Worse, we have virtual devices that have clear node affinity without it
set.

So we're growing shit, allowing bugs, and what do we get in return? Warm
fuzzies is not it.

> > Any better suggestion to move this forward?
> 
> FWIW (since this is in my inbox), it sounds like the fundamental issue is
> that NUMA_NO_NODE is conflated for at least two different purposes, so
> trying to sort that out would be a good first step. AFAICS we have genuine
> "don't care" cases like alloc_pages_node(), where if the producer says it
> doesn't matter then the consumer is free to make its own judgement on what
> to do, and fundamentally different "we expect this thing to have an affinity
> but it doesn't, so we can't say what's appropriate" cases which could really
> do with some separate indicator like "NUMA_INVALID_NODE".
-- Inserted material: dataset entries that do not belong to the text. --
PR #202, opened 2017-06-29
Added a new error type in the APIErros Object.

svillafe:
## Why do we need this? 
Currently in the case of an invalid API key for the sync attributes endpoint, we are returning a plain text saying `Invalid API key`. This PR change that by returning a JSON. We keep returning `HTTP Status code 403`.

### Old response:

It can possible be a 3 state:

 - UNKNON; overridden by parent/bus/etc..
   ERROR when still UNKNOWN on register.

 - INVALID; ERROR on devm usage.
   for virtual devices / pure sysfs nodes

 - NO_NODE; may only be set on virtual devices (we can check against PCI
   bus etc..) when there really is no better option.

But I only want to see the NO_NODE crap at the end, after all other
possible avenues have been done.

> The tricky part is then bestowed on the producers to decide whether they can
> downgrade "invalid" to "don't care". You can technically build 'a device'
> whose internal logic is distributed between nodes and thus appears to have
> equal affinity - interrupt controllers, for example, may have per-CPU or
> per-node interfaces that end up looking like that - so although it's
> unlikely it's not outright nonsensical.

I'm thinking we should/do create per cpu/node devices for such
distributed stuff. For instance, we create per-cpu clockevent devices
(where appropriate).

> Similarly a 'device' that's actually emulated behind a firmware call
> interface may well effectively have no real affinity.

Emulated devices are typically slow as heck and should be avoided if at
all possible. I don't see NUMA affinity being important for them.